Here’s a portion of the definition of the fighter enumeration from the video game Zendoku. (Slightly simplified: the real relation also has parameters controlling the AI for each character.)

#define ENUM_GDS_FIGHTER(X) \
    /* Number                 name    male?  lucky    dojo    nemesis */ \
    X(GDS_FIGHTER_YATTA,      yatta,      1, SUMO,    HAND,   SAKURA  ) \
    X(GDS_FIGHTER_SONOKO,     sonoko,     0, HEART,   HAND,   SHINJI  ) \
    X(GDS_FIGHTER_KINGKAGE,   kingkage,   1, PANDA,   WEAPON, MUSASHI ) \
    X(GDS_FIGHTER_MUSASHI,    musashi,    1, SWORD,   WEAPON, KINGKAGE) \
    X(GDS_FIGHTER_SONNY,      sonny,      1, DRAGON,  WEAPON, SAKURA  ) \
    X(GDS_FIGHTER_SAKURA,     sakura,     0, FLOWER,  WEAPON, YATTA   ) \
    X(GDS_FIGHTER_AYUMI,      ayumi,      0, PARASOL, HAND,   SHINJI  ) \
    X(GDS_FIGHTER_SHINJI,     shinji,     1, PAGODA,  HAND,   AYUMI   ) \
    X(GDS_FIGHTER_HIROSHI,    hiroshi,    1, YINYANG, WEAPON, SHINJI  ) \
    X(GDS_FIGHTER_SANDO,      sando,      1, YINYANG, HAND,   YATTA   ) \
    X(GDS_FIGHTER_KAYERAH,    kayerah,    1, PANDA,   HAND,   KINGKAGE) \
    X(GDS_FIGHTER_SUWEDI,     suwedi,     1, HEART,   WEAPON, MUSASHI ) \
    X(GDS_FIGHTER_BOOMBOOM,   boomboom,   1, SUMO,    HAND,   SONNY   ) \
    X(GDS_FIGHTER_LORRAINE,   lorraine,   0, PARASOL, WEAPON, SONOKO  ) \
    X(GDS_FIGHTER_CHIPS,      chips,      1, FLOWER,  HAND,   SAKURA  ) \
    X(GDS_FIGHTER_JUNJIELONG, junjielong, 1, DRAGON,  WEAPON, AYUMI   ) \
    X(GDS_FIGHTER_KEKHMAAT,   kekhmaat,   1, PAGODA,  WEAPON, SHINJI  )

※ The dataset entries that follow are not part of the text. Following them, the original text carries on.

Issue #2263, opened 2018-10-10
Filter by label (Repo Issue List)


Huddie:
Currently you cannot tap labels in the repoIssueSectionList but can once you tap into a specific issue (it will redirect you)

When tapping on a label in Repo Issue List:
I think we should just add is:”\(label-name)” to the search so that it filters by that label

When tapping on a label inside a specific issue:
We should open the repo issue list in app and again append is:”\(label-name)”

<sub>Sent with <a href="http://githawk.com">GitHawk</a></sub>

BrianLitwin:
makes sense @Huddie. I use the label tapping feature a lot on GitHub web to look for "help wanted" issues. Are you taking this? I'd be happy to work on it if you're not.

Huddie:
@BrianLitwin I’m a bit busy with school these next few days so I won’t be able to get to it. If you want to knock it out that would be awesome! 

<sub>Sent with <a href="http://githawk.com">GitHawk</a></sub>

BrianLitwin:
From Issue: 
&nbsp;
![ezgif com-video-to-gif 2](https://user-images.githubusercontent.com/26695477/46989536-6bc7e100-d0cb-11e8-9665-4b278088fda1.gif)

From deeper in view controller stack: 
&nbsp;
![ezgif com-video-to-gif 3](https://user-images.githubusercontent.com/26695477/46989625-b6495d80-d0cb-11e8-8b0d-151e005b9260.gif)

Huddie:
@BrianLitwin 
1. Looks awesome 
2. This also works on the repoIssueSectionController? 

<sub>Sent with <a href="http://githawk.com">GitHawk</a></sub>

BrianLitwin:
> This also works on the repoIssueSectionController?

@Huddie I'm going to PR this w/o that feature ->  These labels are nested pretty deep in views and I want to make sure the communication patterns I'm using meet expectations first. Then adding that in will be easier.

Huddie:
@BrianLitwin @rnystrom  I think clicking labels in repoIssueSectionController is the essential one just because that's where users are searching for issues and would want to to filter that search. Less likely someone will be nested deep somewhere are want to search by the label. 
I know at first I suggested we redirect to search when clicking a label outside the repoIssueSectionController but I think we should keep with Github practice on this one:

**Inside repoIssueSectionController** -> Adds label:xxxxx to the search bar
**Anywhere else** -> Shows label description or if one is not provided shows the label name.

[...]

PR #2309, opened 2018-10-18
Search for labels in-app 

BrianLitwin:
Connected to #2263

In most files, the changes are adding a `GithubClient` parameter so that it can be passed to the `LabelDetails` model, which is passed along to init and present a `RepositoryIssuesViewController`. 

Also, I removed the [RepositoryDetails](https://github.com/GitHawkApp/GitHawk/blob/master/Classes/Repository/RepositoryDetails.swift) parameter from the `RepositoryIssuesViewController` initializer and replaced it with `owner` and `name`. This was so that we didn't have to pass around a reference to `RepositoryDetails` as well, and also because we were only using the `name` and `owner` fields of `RepositoryDetails` anyway. 

### vid:

ezgif com-optimize

<br></br> 

I've checked manually that it works when labels are embedded in other contexts as well. Only place it doesn't work is on the main RepoIssuesSectionController list, which as @Huddie suggested, we should enable as well.

### DIFF
--- a/Classes/Models/LabelDetails.swift
+++ b/Classes/Models/LabelDetails.swift
@@ -10,11 +10,13 @@ import Foundation
 
 final class LabelDetails {
 
+    let client: GithubClient
     let owner: String
     let repo: String
     let label: String
 
-    init(owner: String, repo: String, label: String) {
+    init(client: GithubClient, owner: String, repo: String, label: String) {
+        self.client = client
         self.owner = owner
         self.repo = repo
         self.label = label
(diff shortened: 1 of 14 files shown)


Classes/Models/LabelDetails.swift
```diff
@@ -10,11 +10,13 @@ import Foundation
 
 final class LabelDetails {
 
+    let client: GithubClient
```
rnystrom: Is there another way to pass the client around beside attaching it to a model? This puts a **lot** of baggage in these models (the client object is basically a full app session!)

BrianLitwin: Re-tried this in a new PR - didn't do enough homework on how this is handled elsewhere in the app. Thanks for the feedback!

PR #2314, opened 2018-10-19
Search for labels in app (take two)

BrianLitwin:
My second go at #2309 -> see that PR for vid. Functionality is the same. The difference is instead of passing the `GithubClient` around as a parameter in the LabelDetails model, used a protocol to route the tap to a view controller with access to `GithubClient`. Also, in order to do that, re-wired the IssueLabel SectionControllers to be the `MarkdownStyledTextViewDelegate` so that they could receive those taps and re-route them to the delegate w/ access to `GithubClient`.

### DIFF
--- a/Classes/Issues/Labeled/IssueLabeledSectionController.swift
+++ b/Classes/Issues/Labeled/IssueLabeledSectionController.swift
@@ -38,7 +38,7 @@ final class IssueLabeledSectionController: ListGenericSectionController<IssueLab
     
     func didTap(cell: MarkdownStyledTextView, attribute: DetectedMarkdownAttribute) {
         guard case .label(let label) = attribute else { return }
-        tapDelegate?.didTapLabel(owner: label.owner, repo: label.repo, label: label.label)
+        tapDelegate?.didTapIssueLabel(owner: label.owner, repo: label.repo, label: label.label)
     }
     
 }
--- a/Classes/Issues/Labeled/IssueLabeledSectionController.swift
+++ b/Classes/Issues/Labeled/IssueLabeledSectionController.swift
@@ -18,8 +18,8 @@ final class IssueLabeledSectionController: ListGenericSectionController<IssueLab
 
     init(issueModel: IssueDetailsModel, tapDelegate: IssueLabelTapSectionControllerDelegate) {
         self.issueModel = issueModel
-        super.init()
         self.tapDelegate = tapDelegate
+        super.init()
     }
 
     override func sizeForItem(at index: Int) -> CGSize {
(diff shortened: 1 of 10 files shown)


Classes/Issues/Labeled/IssueLabeledSectionController.swift
```diff
@@ -9,13 +9,17 @@
...
+final class IssueLabeledSectionController: ListGenericSectionController<IssueLabeledModel>, MarkdownStyledTextViewDelegate {
 
     private let issueModel: IssueDetailsModel
+    private weak var tapDelegate: IssueLabelTapSectionControllerDelegate?
 
-    init(issueModel: IssueDetailsModel) {
+    init(issueModel: IssueDetailsModel, tapDelegate: IssueLabelTapSectionControllerDelegate) {
         self.issueModel = issueModel
         super.init()
+        self.tapDelegate = tapDelegate
```
rnystrom: _Technically_ should be set before init, but getting away w/ it since its `weak`

Classes/Issues/Labeled/IssueLabeledSectionController.swift
```diff
@@ -28,8 +32,13 @@ final class IssueLabeledSectionController: ListGenericSectionController<IssueLab
...
-        cell.delegate = viewController
+        cell.delegate = self
         return cell
     }
-
+    
+    func didTap(cell: MarkdownStyledTextView, attribute: DetectedMarkdownAttribute) {
+        guard case .label(let label) = attribute else { return }
+        tapDelegate?.didTapIssueLabel(owner: label.owner, repo: label.repo, label: label.label)
+    }
```
rnystrom: Does this break showing the profile when tapping on the username in the labeled cell?

Classes/Repository/RepositoryIssuesViewController.swift
```diff
@@ -51,10 +58,13 @@ SearchBarSectionControllerDelegate {
...
-        // set the frame in -viewDidLoad is required when working with TabMan
-        feed.collectionView.frame = view.bounds
-        feed.collectionView.contentInsetAdjustmentBehavior = .never
+        
+        let presentingInTabMan = label == nil
+        if presentingInTabMan {
+            // set the frame in -viewDidLoad is required when working with TabMan
+            feed.collectionView.frame = view.bounds
+            feed.collectionView.contentInsetAdjustmentBehavior = .never
+        }
```
rnystrom: Why do we need this?

BrianLitwin: The top of the view controller was hiding under the nav bar and that fixed it

Classes/Issues/Labeled/IssueLabeledSectionController.swift
BrianLitwin: Yes it does- updated to: 
```swift 
 if case .label(let label) = attribute {
      tapDelegate?.didTapIssueLabel(owner: label.owner, repo: label.repo, label: label.label)
 } else {
      viewController?.handle(attribute: attribute)
 }
```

The three columns on the right have enumerated values in them, but to make the relation readable the common prefix of the enumeration has been omitted. Token pasting is used to restore it:

typedef struct gds_fighter_desc_s {
    const char *name;
    pkg_fighter_t *pkgp;
    pkg_t (*pkg_get_desc)(void);
    pkg_quest_fighter_t *quest_pkgp;
    pkg_t (*pkg_get_quest_desc)(void);
    int male;
    GDS_SYMBOL_e lucky;
    GDS_DOJO_e dojo;
    GDS_FIGHTER_e nemesis;
} gds_fighter_desc_s, *gds_fighter_desc_t;

static gds_fighter_desc_s gds_fighter_desc[] = {
#define X(FIGHTER, NAME, MALE, LUCKY, DOJO, NEMESIS) \
     {                                               \
         #NAME,                                      \
         &pkg_ ## NAME,                              \
         pkg_ ## NAME ## _get_desc,                  \
         &pkg_quest_ ## NAME,                        \
         pkg_quest_ ## NAME ## _get_desc,            \
         MALE,                                       \
         GDS_SYMBOL_ ## LUCKY,                       \
         GDS_DOJO_ ## DOJO,                          \
         GDS_FIGHTER_ ## NEMESIS,                    \
    },
    ENUM_GDS_FIGHTER(X)
#undef X
};

The various pkg pointers are used to link to the packaged assets for each fighter when those assets are loaded.